Exhibit 2.3
FIRST AMENDMENT
TO
AGREEMENT AND PLAN OF MERGER
This First Amendment to Agreement and Plan of Merger is entered into as of the 28th day of November, 2012 (this “Amendment”), by and among PERMIAN MUD SERVICE, INC., a Texas corporation (the “Company”), ECOLAB INC., a Delaware corporation (“Parent”), OFC TECHNOLOGIES CORP., a Texas corporation and wholly owned subsidiary of Parent (“Merger Subsidiary”), and John W. Johnson, Steven J. Lindley and J. Loren Ross, solely in their capacity as the Representatives.
Recitals:
WHEREAS, the parties hereto (the “Parties”) entered into that certain Agreement and Plan of Merger, dated as of October 11, 2012 (the “Agreement”);
WHEREAS, Parent desires to have the Company establish a retention bonus program (the “Retention Bonus Program”) for certain designated employees of the Company and its subsidiaries which Retention Bonus Program would be independent of, and in addition to, the Bonus Plan referenced in Section 6.2 of the Agreement; and
WHEREAS, Parent and the Company have agreed to establish the Retention Bonus Program and that any and all costs associated with the Retention Bonus Program will be paid by the Company after the closing of the transaction contemplated in the Agreement and shall be borne indirectly by Parent through Parent’s ownership of the Company;
NOW, THEREFORE, in consideration of the mutual covenants, representations, warranties and agreements contained herein, and or other good and valuable consideration, the receipt and sufficiency of which are hereby acknowledged, and intending to be legally bound hereby, the Parties hereby agree as follows:
1. Recitals; Definitions. The recitals set forth above are true and correct and are incorporated herein by this reference. Capitalized terms used herein and not otherwise defined shall have the meaning set forth in the Agreement.
2. Amendments.
(a) The Agreement is hereby amended to add a new Section 6.14 which reads as follows:
“6.14 Retention Bonus Program.
(a) The Company shall as soon as reasonably practicable after the date hereof send a retention bonus offer letter substantially in the form attached hereto as Exhibit I (the “Retention Bonus Offer Letter”) to those individuals set forth on Schedule 6.14 (each a “Retention Bonus Participant” and collectively the “Retention Bonus Participants”) offering to pay such Retention Bonus Participant the retention bonus set forth opposite such Retention Bonus Participant’s name on Schedule 6.14 (each a “Retention Bonus Payment” and collectively, the “Retention Bonus Payments”), in each case subject to the terms and conditions set forth in the Retention Bonus Offer Letter.
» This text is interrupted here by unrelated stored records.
PR #1460, opened 2018-12-17
Perform consistency checks on db

raghavendra-talur:
This PR implements consistency check for heketi db. The check can be performed in both offline and online mode. In online mode, a cli command or a REST call can be made to a heketi server. In offline version, `db check` subcommand is to be invoked for heketi binary with path to heketi.db. 

Consistency check only validates the information provided in the database and does not validate it against *real* state on the Gluster nodes and/or Kubernetes/Openshift.

### Notes for the reviewer
I did not find any value in making a version of this which takes a JSON file representing heketi database as input. Such scenarios can be handled by using the `db import` command first and then invoking a `db check` command later.

### DIFF
--- a/apps/glusterfs/dbcommon.go
+++ b/apps/glusterfs/dbcommon.go
@@ -33,6 +33,30 @@ type Db struct {
 	PendingOperations map[string]PendingOperationEntry `json:"pendingoperations"`
 }
 
+//DbBucketCheckResponse ... is summary of check on a db bucket.
+type DbBucketCheckResponse struct {
+	Total           int      `json:"total"`
+	Pending         int      `json:"pending"`
+	Ok              int      `json:"ok"`
+	NotOk           int      `json:"notok"`
+	Inconsistencies []string `json:"inconsistencies"`
+}
+
+//DbCheckResponse ... is the output of db check. It lists a summary of db state
+//and inconsistencies related to each bucket, if any.
+type DbCheckResponse struct {
+	Clusters             DbBucketCheckResponse `json:"clusters"`
+	Volumes              DbBucketCheckResponse `json:"volumes"`
+	Bricks               DbBucketCheckResponse `json:"bricks"`
+	Nodes                DbBucketCheckResponse `json:"nodes"`
+	Devices              DbBucketCheckResponse `json:"devices"`
+	BlockVolumes         DbBucketCheckResponse `json:"blockvolumes"`
+	DbAttributes         DbBucketCheckResponse `json:"dbattributes"`
+	PendingOperations    DbBucketCheckResponse `json:"pendingoperations"`
+	TotalInconsistencies int                   `json:"totalinconsistencies"`
+	Inconsistent         bool                  `json:"inconsistent"`
+}
+
 func initializeBuckets(tx *bolt.Tx) error {
 	// Create Cluster Bucket
 	_, err := tx.CreateBucketIfNotExists([]byte(BOLTDB_BUCKET_CLUSTER))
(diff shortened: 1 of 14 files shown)


raghavendra-talur:
@Madhu-1 @obnoxxx @phlogistonjohn @nixpanic I am still working on tests and upload in the same PR as an update. However, I would like to get your opinion on the output format and basic approach.

apps/glusterfs/dbcommon.go
```diff
@@ -33,6 +33,30 @@ type Db struct {
...
+	Clusters             DbBucketCheckResponse `json:"clusters"`
+	Volumes              DbBucketCheckResponse `json:"volumes"`
+	Bricks               DbBucketCheckResponse `json:"bricks"`
+	Nodes                DbBucketCheckResponse `json:"nodes"`
+	Devices              DbBucketCheckResponse `json:"devices"`
+	BlockVolumes         DbBucketCheckResponse `json:"blockvolumes"`
+	DbAttributes         DbBucketCheckResponse `json:"dbattributes"`
+	PendingOperations    DbBucketCheckResponse `json:"pendingoperations"`
+	TotalInconsistencies int                   `json:"totalinconsistencies"`
+	Inconsistent         bool                  `json:"inconsistent"`
```
phlogistonjohn: This parameter seems redundant, given that we can just check if TotalInconsistencies is non-zero.

raghavendra-talur:
@phlogistonjohn I am slowly understanding your approach to interfaces and I think I could have implemented a consistencyChecker interface for every *_entry . I have not done that here. If you think such refactoring can be done later, I would like to have a go at it. If you think, it is necessary to do it in current PR, let me know.

apps/glusterfs/pendingop_entry.go
```diff
@@ -380,3 +381,49 @@ func PendingOperationEntrySelection(
...
+		case 2:
+			fallthrough
+		case 4:
+			fallthrough
+		case 5:
+			fallthrough
+		case 9:
+			fallthrough
+		case 10:
+			fallthrough
```
phlogistonjohn: can't we write this as `case 2,4,5,...:` without fallthrough?
In addition I'd really rather we use the type names and not the raw values. So `OpAddBrick` rather than 1.

apps/glusterfs/volume_entry.go
```diff
@@ -1010,3 +1010,85 @@ func (v *VolumeEntry) cloneVolumeRequest(db wdb.RODB, clonename string) (*execut
 
 	return vcr, sshhost, nil
 }
+
+// consistencyCheck ... verifies that a volumeEntry is consistent with rest of the database.
+// It is a method on volumeEntry and needs rest of the database as its input.
+func (v *VolumeEntry) consistencyCheck(db Db) (consistent bool, inconsistencies []string) {
```
phlogistonjohn: I would have perferred that the consistencyCheck functions be functions rather than methods, but it's not a big deal.
What I don't understand is the need for a seperate bool to indicate an inconsistency when we can check check if the slice is zero length. Doing it with two params feels a bit non-DRY to me.

phlogistonjohn:
> I am slowly understanding your approach to interfaces and I think I could have implemented a consistencyChecker interface for every *_entry . I have not done that here. If you think such refactoring can be done later, I would like to have a go at it. If you think, it is necessary to do it in current PR, let me know.

I don't think that's needed for this PR. It might makes things look a bit more uniform, but it is not needed in the short term.

apps/glusterfs/dbcommon.go
raghavendra-talur: done

apps/glusterfs/pendingop_entry.go
raghavendra-talur: done

apps/glusterfs/volume_entry.go
raghavendra-talur: Removed the bool but we still have them as method.

phlogistonjohn:
retest this please

PR #1459, opened 2018-12-16
Fix lint issues

Madhu-1:
### What does this PR achieve? Why do we need it?
This PR fixes issues found in `gofmt` and correct misspelled word. 
### Does this PR fix issues?

Fixes #

PR #1461, opened 2018-12-18
apps: fix gofmt error found by go 1.11

obnoxxx:
Go 1.11 (on fedora 29) found this formatting error.

### DIFF
--- a/apps/glusterfs/app_test.go
+++ b/apps/glusterfs/app_test.go
@@ -183,6 +183,7 @@ func TestAppBlockSettings(t *testing.T) {
 		Executor:  "crazyexec",
 		Allocator: "simple",
 		DBfile:    "/path/to/nonexistent/heketi.db",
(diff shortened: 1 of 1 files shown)


Madhu-1:
@obnoxxxI have a similar patch which fixes formatting issue https://github.com/heketi/heketi/pull/1459

phlogistonjohn:
Yeah. Both of these PRs fail in travis because this is a change in gofmt. Perhaps it would be simpler to just add a comment on the line between DBfile and CreateBlockHostingVolumes, as I think that would make both versions of the formatter happy (I think, not tested).

obnoxxx:
@Madhu-1 oh, right, you have the same hunk in your PR. so we can dump this one.

@phlogistonjohn I tend to agree. But it seems like a bug in gofmt version older than 1.11 ... Silly to have to work around this...

obnoxxx:
Testing with a comment line inserted.
Works for me locally for go 1.11 ...

PR #1462, opened 2018-12-18
funtional tests: run TestErrorHandling by default

obnoxxx:
I found that the error handling tests were not run at all in the functional test runs... Fix this!


obnoxxx:
Yay, now the tests passed again, and the new tests ran! :-)

PR #1463, opened 2018-12-18
IO Alignment improvements

rsevilla87:
IO alignment should be configurable for RAID based architectures as stated by GlusterFS docs. This PR is intended to add a set of configurable flags relative to the LVM stack and XFS which allow to configure IO alignment properly. 
All of these flags are not required so current deployments would not be affected.

### DIFF
--- a/executors/cmdexec/device.go
+++ b/executors/cmdexec/device.go
@@ -43,7 +43,7 @@ func (s *CmdExecutor) DeviceSetup(host, device, vgid string, destroy bool) (d *e
 		logger.Info("Data on device %v (host %v) will be destroyed", device, host)
 		commands = append(commands, fmt.Sprintf("wipefs --all %v", device))
 	}
-	commands = append(commands, fmt.Sprintf("pvcreate -qq --metadatasize=128M --dataalignment=256K '%v'", device))
+	commands = append(commands, fmt.Sprintf("pvcreate -qq --metadatasize=128M --dataalignment=%v '%v'", s.config.PVDataAlignment, device))
 	commands = append(commands, fmt.Sprintf("vgcreate -qq --autobackup=%v %v %v", conv.BoolToYN(s.BackupLVM), paths.VgIdToName(vgid), device))
 
 	// Execute command
--- a/executors/cmdexec/device.go
+++ b/executors/cmdexec/device.go
@@ -43,8 +43,18 @@ func (s *CmdExecutor) DeviceSetup(host, device, vgid string, destroy bool) (d *e
 		logger.Info("Data on device %v (host %v) will be destroyed", device, host)
 		commands = append(commands, fmt.Sprintf("wipefs --all %v", device))
 	}
-	commands = append(commands, fmt.Sprintf("pvcreate -qq --metadatasize=128M --dataalignment=%v '%v'", s.config.PVDataAlignment, device))
-	commands = append(commands, fmt.Sprintf("vgcreate -qq --autobackup=%v %v %v", conv.BoolToYN(s.BackupLVM), paths.VgIdToName(vgid), device))
+	commands = append(commands, fmt.Sprintf("pvcreate -qq --metadatasize=128M --dataalignment=%v '%v'", s.PVDataAlignment(), device))
+	commands = append(commands, fmt.Sprintf("vgcreate -qq --physicalextentsize=%v --autobackup=%v %v %v",
+
+		// Physical extent size
+		s.VGPhysicalExtentSize(),
+
+		// Autobackup
+		conv.BoolToYN(s.BackupLVM),
+
+		// Device
+		paths.VgIdToName(vgid), device),
+	)
 
 	// Execute command
 	err := rex.AnyError(s.RemoteExecutor.ExecCommands(host, commands, 5))
--- a/etc/heketi.json
+++ b/etc/heketi.json
@@ -52,6 +52,7 @@
       "user": "sshuser",
       "port": "Optional: ssh port.  Default is 22",
       "fstab": "Optional: Specify fstab file on node.  Default is /etc/fstab",
+      "pv_data_alignment": "Optional: Specify PV data alignment size. Default is 256K",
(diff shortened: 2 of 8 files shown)


executors/cmdexec/device.go
```diff
@@ -37,12 +37,18 @@ func (s *CmdExecutor) DeviceSetup(host, device, vgid string, destroy bool) (d *e
...
 
 	if destroy {
 		logger.Info("Data on device %v (host %v) will be destroyed", device, host)
 		commands = append(commands, fmt.Sprintf("wipefs --all %v", device))
 	}
-	commands = append(commands, fmt.Sprintf("pvcreate -qq --metadatasize=128M --dataalignment=256K '%v'", device))
+
+	if s.config.PVDataAlignment != "" {
+		d_alignment = s.config.PVDataAlignment
+	}
```
phlogistonjohn: This is a great start but I would like to see the defaulting of the value handled like the recent gluster cli timeout is handled, with a helper function that handles returning the configured value or a default. Thanks

phlogistonjohn: This can be a private function in this case though.

rsevilla87: @phlogistonjohn implemented in a similar way, PTAL.

executors/cmdexec/device.go
```diff
@@ -42,7 +42,8 @@ func (s *CmdExecutor) DeviceSetup(host, device, vgid string, destroy bool) (d *e
 		logger.Info("Data on device %v (host %v) will be destroyed", device, host)
 		commands = append(commands, fmt.Sprintf("wipefs --all %v", device))
 	}
-	commands = append(commands, fmt.Sprintf("pvcreate -qq --metadatasize=128M --dataalignment=256K '%v'", device))
+
```
phlogistonjohn: Was this extra line intentional?

phlogistonjohn:
There still appears to be some missing updates to make the interfaces in the tests work. Please update that so that the tests pass under travis. Once we do that I'll kick off a centos-ci functional tests run.

executors/cmdexec/device.go
rsevilla87: nope, solved ;)

phlogistonjohn:
ok to test

rsevilla87:
@phlogistonjohn PTAL Why are CI tests breaking?

phlogistonjohn:
Flaky test. I've restarted it.

phlogistonjohn:
I owe you a proper review, but since you widened the scope of the changes I have not yet gotten the chance to dive deeply into this.
One thing that jumps out at me is the change to the "default" command lines for xfs formatting. I'm a bit concerned about these new params that were not part of the command before. Care to explain why the the new defaults are what we want?

rsevilla87:
Thanks for your comments @phlogistonjohn 

su and sw options in xfs formatting indicate strip unit size and strip width respectively. These units should be configurable on RAID based deployments to ensure filesystem I/O alignment, though taking a look to the docs I'm changing this behavior to only use su and sw in case they were indicated in the config file.

Documentation states that
_For RAID 10 and JBOD, the -d su=<>,sw=<> option can be omitted. By default, XFS will use the thin-p chunk size and other parameters to make layout decisions._

phlogistonjohn:
ok to test

phlogistonjohn:
retest this please

rsevilla87:
retest this please

rsevilla87:
@phlogistonjohn tests still breaking :(

phlogistonjohn:
Hmmm, yes, centos-ci has been rather flaky lately.
In this case the failing test case TestCreateClusterTLSCert seems unrelated to your changes.
When run the TestEnabledTLS suite of tests locally with this PR checked out it passed.

phlogistonjohn:
We'll want at least one more review so @obnoxxx or @raghavendra-talur PTAL when you have the opportunity.

raghavendra-talur:
@rsevilla87 @phlogistonjohn @obnoxxx The code changes look excellent. I have no changes to suggest.

However, I am not totally sure if these options(chunk size, block size, alignment size and xfs options) belong to executor. They are attributes of devices(and device in particular) than of executor. I understand that there is no place in heketi config as of today which can take these attributes and hence this is the current choice.

I would be happy to merge this PR as-is if we could create a Issue highlighting the need that someone would want to add a SSD with no raid and different chunk size than in the config and there must be a way to do it and how such refactoring can be done later.

raghavendra-talur:
Ok, having looked through existing code I see one way to provide different settings for a particular device. The config changes in this PR can serve as default and in cases where the admin wants to add a device with different options then they can provide the same in device add request.

Device add request is part of the API and will have to be extended with these options. As I don't see any option where "0" holds a meaning I don't think it will have any problem with backward compatibility.
example commit: https://github.com/heketi/heketi/commit/1be4c44cfbb86cfbc1a3d5c74be049d187fbb8cd

obnoxxx:
Thanks for your review, @raghavendra-talur. The ability to configure these settings per device instead of globally is indeed an excellent point!

rsevilla87:
> Ok, having looked through existing code I see one way to provide different settings for a particular device. The config changes in this PR can serve as default and in cases where the admin wants to add a device with different options then they can provide the same in device add request.
> 
> Device add request is part of the API and will have to be extended with these options. As I don't see any option where "0" holds a meaning I don't think it will have any problem with backward compatibility.
> example commit: [1be4c44](https://github.com/heketi/heketi/commit/1be4c44cfbb86cfbc1a3d5c74be049d187fbb8cd)

You're right, device entry should be extended in a future to make heketi able to provision bricks with different IO alignment, and also taking into account that Heketi is able to manage several glusterFS clusters with different disk configuration :)

phlogistonjohn:
+1 to eventually supporting different per-device settings. maybe we could consider the device tags for that, but perhaps that would need more validation than tags provide.
Regardless, I think this PR is good as is and we can continue to enhance in the future. We've got 2 reviews and passing tests so I'm merging it now.
Thanks!

PR #1465, opened 2018-12-19
docs: Add a blockvolume design doc

obnoxxx:

The design for the blockvolume feature of heketi was originally contained in the [end-to-end design](https://github.com/gluster/gluster-kubernetes/blob/master/docs/design/gluster-block-provisioning.md)
in [gluster-kubernetes](https://github.com/gluster/gluster-kubernetes). Now this is finally extracted here into a proper heketi specific design doc (after the fact).


humblec:
@obnoxxx not sure the thoughts behind pulling heketi specific parts now (or very very late) in this repo :), but as its an extract from original doc nothing else to review I feel .

PR #1466, opened 2018-12-19
Diagnostics: examine gluster

raghavendra-talur:
This PR introduces diagnostics ability to heketi. 

Primarily, heketi provides a single command to fetch all the necessary information from Gluster to compare its database with the Gluster backend.

Further, it also performs some comparison between the two data sets to report problems and suggest fixes.

### Does this PR fix issues?

Fixes #

### DIFF
--- a/apps/glusterfs/examiner.go
+++ b/apps/glusterfs/examiner.go
@@ -1,0 +1,153 @@
+//
+// Copyright (c) 2018 The heketi Authors
+//
+// This file is licensed to you under your choice of the GNU Lesser
+// General Public License, version 3 or any later version (LGPLv3 or
+// later), or the GNU General Public License, version 2 (GPLv2), in all
+// cases as published by the Free Software Foundation.
+//
+
+package glusterfs
+
+import (
+	"fmt"
+	"reflect"
+
+	"github.com/boltdb/bolt"
+	"github.com/heketi/heketi/executors"
+)
+
+type ExaminerMode string
+
+const (
+	OnDemandExaminer ExaminerMode = "ondemand"
+	OfflineExaminer  ExaminerMode = "offline"
+)
+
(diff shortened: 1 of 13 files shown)


apps/glusterfs/examiner.go
```diff
@@ -0,0 +1,153 @@
...
+//
+
+package glusterfs
+
+import (
+	"fmt"
+	"reflect"
+
+	"github.com/boltdb/bolt"
+	"github.com/heketi/heketi/executors"
```
phlogistonjohn: Minor style nit: I've been trying to put a blank line between "external" imports and "intneral" imports even if there's a small number. If the list grows it prevents things from becoming a jumble.

apps/glusterfs/examiner.go
```diff
@@ -0,0 +1,153 @@
...
+	for _, node := range cdata.NodesData {
+		var volList []string
+		if node.VolumeInfo == nil {
+			errorstrings = append(errorstrings, fmt.Sprintf("heketi volume list could not be compared with volume list of node %v due to missing info", node.NodeHeketiID))
+			continue
+		}
+		for _, volume := range node.VolumeInfo.Volumes.VolumeList {
+			volList = append(volList, volume.VolumeName)
+		}
+		if !reflect.DeepEqual(heketiVolList, volList) {
```
phlogistonjohn: If you are using lists here, do they need to be sorted at some point, or not, or did I miss it?

phlogistonjohn:
General approach seems pretty solid and a good foundation for building more comparisions in the future.

phlogistonjohn:
Travis falied one out of the three version on what appears to be a flaky test. Since I'm 100% sure this change didn't impact that test I am merging anyway.

PR #1472, opened 2018-12-22
Fix db corruption from rollback

obnoxxx:

The volume cleanup code (function expungeVolumeWithOp) used to re-read the volume entry from the DB instead of operating on the in-memory copy from the operation. Hence the in-memory copy of the volume-entry of the operation was still containig the list of brick-ids from the original attempt even after the completion of expungeVolumeWithOp().

In the case the cleanup was called from the rollback of a volume create operation, when the operation was retried, the next Build() process would just continue using the in-memory volume entry and add new bricks to the existing list instead of starting over from an empty list.  When the volume entry was saved to disk at the end of Build(), it would contain the new brick ids and the old brick ids. Those old brick ids did not point to existing brick entries, because those had been cleaned  up correctly in the rollback. Hence the database was rendered inconsistent.

This patch fixes this problem by having expungeVolumeWithOp() act on the volume entry from the operation instead of re-loading it from the database.

### DIFF
--- a/apps/glusterfs/brick_entry.go
+++ b/apps/glusterfs/brick_entry.go
@@ -386,6 +386,7 @@ func (b *BrickEntry) remove(tx *bolt.Tx, v *VolumeEntry) error {
 
 	// Delete brick from volume entry
 	v.BrickDelete(b.Info.Id)
+	err = v.Save(tx)
 	if err != nil {
 		logger.Err(err)
 		return err
--- a/apps/glusterfs/operations_manage.go
+++ b/apps/glusterfs/operations_manage.go
@@ -283,6 +283,7 @@ func retryOperation(o Operation,
 	}
 	if e := o.Rollback(executor); e != nil {
 		logger.LogError("%v Rollback error: %v", label, e)
+		markFailedIfSupported(o)
 	}
 	// if we exceeded our retries, pull the "real" error out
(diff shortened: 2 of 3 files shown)


obnoxxx:
retest this please.

Note, is 5 second waiting enough for cleanup after restart?
```
02:57:38 --- FAIL: TestCleanupAfterRestart (61.36s)
02:57:38     assert.go:44: 
02:57:38         
ASSERT:	func (github.com/heketi/heketi/tests/functional/TestErrorHandling/tests.TestCleanupAfterRestart) 0x1310038
02:57:38         
	File /root/go/src/github.com/heketi/heketi/tests/functional/TestErrorHandling/tests/background_cleanup_test.go:97
02:57:38         
	Info: [expected info.InFlight == 0, got: 1]
```

obnoxxx:
retest this please

obnoxxx:
all tests passed :-)

phlogistonjohn:
Please compare to my counter-proposal in PR #1473 I believe that change retains the good isolation between operation steps but resets the (already) leaky volume entry object explicitly where needed.

phlogistonjohn:
Regardless of which solution we take, we should include a test which is available in PR #1473

obnoxxx:
closing since #1473 has been merged which is the better fix

PR #1521, opened 2019-02-15
executors: add a hint of possible issues to device setup error

### LINKED ISSUE #595: Improve error message when encountering initialized devices
heketi expects to be able to fully partition and format any devices it's handed. Currently when we encounter a device that's already been initialized we provide the following error message:

```
Unable to add device: Unable to execute command on <node>:   Can't initialize physical volume "<device>" of volume group "<vg>" without -ff
```

We should provide a clearer error message to let the user know why we're failing and/or what they could do to fix it. Something like:

```
Unable to add device: Device "<device>" is already initialized or contains data.
```

The changes would likely need to go in `executor/.../device.go`.

ansiwen:

Device setup can fail, for example if the partition is not wiped or is already initialized. This PR adds a hint about these possible issues to the error returned by the failed command, which can be cryptic.

### Does this PR fix issues?

Fixes #595

### Notes for the reviewer

After considering a smarter solution with individual parsing of the errors of the commands, which is error prone in itself, because there are many possible errors and the error text can also change by newer versions of the tools, this PR follows a very simplistic approach of just adding a general hint.

### DIFF
--- a/executors/cmdexec/device.go
+++ b/executors/cmdexec/device.go
@@ -59,6 +59,7 @@ func (s *CmdExecutor) DeviceSetup(host, device, vgid string, destroy bool) (d *e
 	// Execute command
 	err := rex.AnyError(s.RemoteExecutor.ExecCommands(host, commands, 5))
 	if err != nil {
+		err = fmt.Errorf("Setup of device %v failed (already initialized or contains data?): %v", device, err)
 		return nil, err
 	}
 


ansiwen:
@nixpanic @phlogistonjohn if you guys approve you also need to merge it, since I don't have rights to do it. I just made a fresh rebase, thanks.

phlogistonjohn:
I was waiting for tests to finish and let others have an opportunity to chime in. Since pleny of time has passed since my LGTM and the tests have passed I'll merge now.

PR #1527, opened 2019-02-22
extra tools: make scrub safer by blocking oob size values

phlogistonjohn:

Prevent the scrub script from creating device storage size values that
are out of bounds (OOB), either below zero or larger than the total size
of the device itself. If this condition is hit when running the scrub
script it means that db is already out of sync and the size values
should be pre-adjusted prior to running scrub.py.


phlogistonjohn:
centos-ci results are irrelevant to this change

PR #1535, opened 2019-02-25
add functions for customizing cluster setup

phlogistonjohn:

Add a function to copy the ClusterEnv so customization can be applied to
a copy of the global cluster env. Add callback functions
CustomizeNodeRequest and CustomizeDeviceRequest so individual tests can
make tweaks to the cluster config without having to do the same as the
setup functions manually.

### Notes for the reviewer

This functionality can serve as a building block for future tests that need to check the behavior of the system and the stock cluster setup functions are too limiting.

### DIFF
--- a/pkg/testutils/cluster.go
+++ b/pkg/testutils/cluster.go
@@ -32,6 +32,10 @@ type ClusterEnv struct {
 	Disks   []string
 
 	HeketiUrl string
+
+	// helper callbacks
+	CustomizeNodeRequest   func(int, *api.NodeAddRequest)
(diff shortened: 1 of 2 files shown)


phlogistonjohn:
@Madhu-1  as previously discussed.

phlogistonjohn:
@raghavendra-talur @obnoxxx PTAL ... I have created this to help unblock Madhu who needs it for functional testing strict zone checking fixes

raghavendra-talur:
In future, we might need more than the index of the node as input to customize functions. We can extend it when needed.

PR #836, opened 2017-08-15
Fix 830

obnoxxx:
Resolves #830

PR #1536, opened 2019-02-26
tests: fix and enable TestHeketiCreateVolumeWithGid

ansiwen:
PR #836 was meant to re-enable the HeketiCreateVolumeWithGid test, but since it didn't add the _Test_ prefix, it wasn't.

This PR fixes the test (almost rewritten) and enables the test for real this time.

### DIFF
--- a/tests/functional/TestSmokeTest/tests/heketi_test.go
+++ b/tests/functional/TestSmokeTest/tests/heketi_test.go
@@ -155,7 +155,7 @@ func TestHeketiSmokeTest(t *testing.T) {
 	tests.Assert(t, err == nil, "expected err == nil, got:", err)
 }
 
-func HeketiCreateVolumeWithGid(t *testing.T) {
+func TestHeketiCreateVolumeWithGid(t *testing.T) {
 	na := testutils.RequireNodeAccess(t)
 	// Setup the VM storage topology
 	teardownCluster(t)
--- a/tests/functional/TestSmokeTest/tests/heketi_test.go
+++ b/tests/functional/TestSmokeTest/tests/heketi_test.go
@@ -18,7 +18,6 @@ import (
 	client "github.com/heketi/heketi/client/api/go-client"
 	"github.com/heketi/heketi/pkg/glusterfs/api"
 	"github.com/heketi/heketi/pkg/logging"
-	"github.com/heketi/heketi/pkg/remoteexec/ssh"
 	"github.com/heketi/heketi/pkg/testutils"
 	"github.com/heketi/heketi/pkg/utils"
 	"github.com/heketi/tests"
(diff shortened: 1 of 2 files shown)


obnoxxx:
ok to test

phlogistonjohn:
The newly enabled test is failing. @ansiwen please investigate, thanks!

ansiwen:
@phlogistonjohn yeah, sorry, this was mainly based on a short conversation with @obnoxxx, and I wrongly assumed it's self-explanatory. It seems like the test never got fixed then at the time? I will have a look into it.

ansiwen:
@raghavendra-talur @phlogistonjohn rewrote the test, PTAL

tests/functional/TestSmokeTest/tests/heketi_test.go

(b) The Retention Bonus Payments and the payment by the Company of any Retention Bonus Payment to any Retention Bonus Participant shall be independent of and in addition to any payment that will be made by the Company to the Retention Bonus Participant pursuant to the Bonus Plan.
(c) Notwithstanding any term set forth in this Agreement to the contrary (including the definitions of Current Assets and Current Liabilities herein), the Retention Bonus Payments set forth on Schedule 6.14 shall not:
(i) be reflected on the Closing Balance Sheet or included in the calculation of Estimated Cash, Estimated Debt, Estimated Closing Tax Amount or the amount of any Estimated Working Capital Surplus or Estimated Working Capital Deficiency;
(ii) be reflected on the Final Balance Sheet or included in the calculation of Closing Cash, Closing Debt, Closing Tax Amount, Closing Working Capital or the amount of any Closing Working Capital Surplus or Closing Working Capital Deficiency;
(iii) form the basis for any Objection Notice;
(iv) under any circumstances be deducted, or form the basis of any deduction, from the Closing Merger Consideration; and
(v) constitute an update to the Company Disclosure Schedules and the amount thereof shall not be applied towards the Basket or the Special Deductible.”
(b) The Agreement is hereby amended to add a new Exhibit I in the form attached as Exhibit I hereto.
(c) The Agreement is hereby amended to add a new Schedule 6.14 in the form attached as Schedule 6.14 hereto.
3. References. All references to the Agreement in any document, instrument, agreement, or writing delivered pursuant to the Agreement (as amended hereby) shall hereafter be deemed to refer to the Agreement as amended hereby.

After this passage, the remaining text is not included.